Just how besotted had he been, to
deny his only child her one dream
?
He must have been caught like a
salmon in a net
.

And
then, just as the last of the sun sank below the horizon, it struck him. What
if her father had altered his will in favor of the new wife before he went off
to the war?

It
was just the sort of thing that Alison would have insisted on, he was sure of
it. Manipulative creature that she was, she would have promised, ever so
sweetly, that she would take as good care of Eleanor as of her own daughters.
So why shouldn’t her dear new husband not change his will to make her
sole inheritor? After all, leaving flighty young girls anything directly was
generally a bad idea. Who could guess what they would do with their inheritance,
and of course, there were always cads who would romance them for their money,
then waste it and leave them penniless and deserted.

He
stared into the growing darkness, as beside him, the Brigadier lit up a
cigarette. The end of it glowed as he pursued that line of thought to its
logical conclusion.

So,
assume that was precisely what had happened. Then her father had died in the
first months of the war, leaving her entirely at the mercy of her stepmother, a
woman who clearly despised her. Then what? What was she doing here, dressed
like a servant?

Well,
what were her choices? To leave—and do what? She wasn’t suited to
anything but marriage, and if she’d had a sweetheart in the village, he
doubted that she would have been so keen to go to university. There was a sad
truth to her condition; she had no skills with which to support herself. She
hadn’t enough education to become a governess.
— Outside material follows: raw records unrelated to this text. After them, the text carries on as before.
PR #111, opened 2020-02-03
add average for fields and vecfields and slight refactoring

nicolasaunai:
This PR adds the code that is necessary to average two fields and vecfields necessary in the predictor predictor corrector solver

image

### DIFF
--- a/src/core/data/field/field.h
+++ b/src/core/data/field/field.h
@@ -78,7 +78,7 @@ namespace core
     template<typename Field>
     void average(Field const& f1, Field const& f2, Field& avg)
     {
-        std::transform(std::begin(f1), std::end(f2), std::begin(f2), std::begin(avg),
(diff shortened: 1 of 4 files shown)


src/core/data/field/field.h
```diff
@@ -71,6 +72,21 @@ namespace core
         std::string name_{"No Name"};
         PhysicalQuantity qty_;
     };
+
+
+
+
+    template<typename Field>
+    void average(Field const& f1, Field const& f2, Field& avg)
```
Dekken: could cause conflicts if another templated "average" function is ever made. (with three parameters)
perhaps as a static function on the class?

Dekken: or alternatively something like 
```
    template<typename T>
    void average(Field<T> const& f1, Field<T> const& f2, Field<T>& avg)
```

would block conflicts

She hadn’t the money
to train as a nurse, and although she could have gone as a VAD no one could
really live on the tiny stipend that was allotted to the volunteers. In the
beginning she wouldn’t have had the stamina for a factory job, and the
Land Girls hadn’t been formed until later. That would have left her with
only one option. To remain at home at the mercy of her stepmother, who must
have seen her as a ready source of free labor and put her to work as a servant.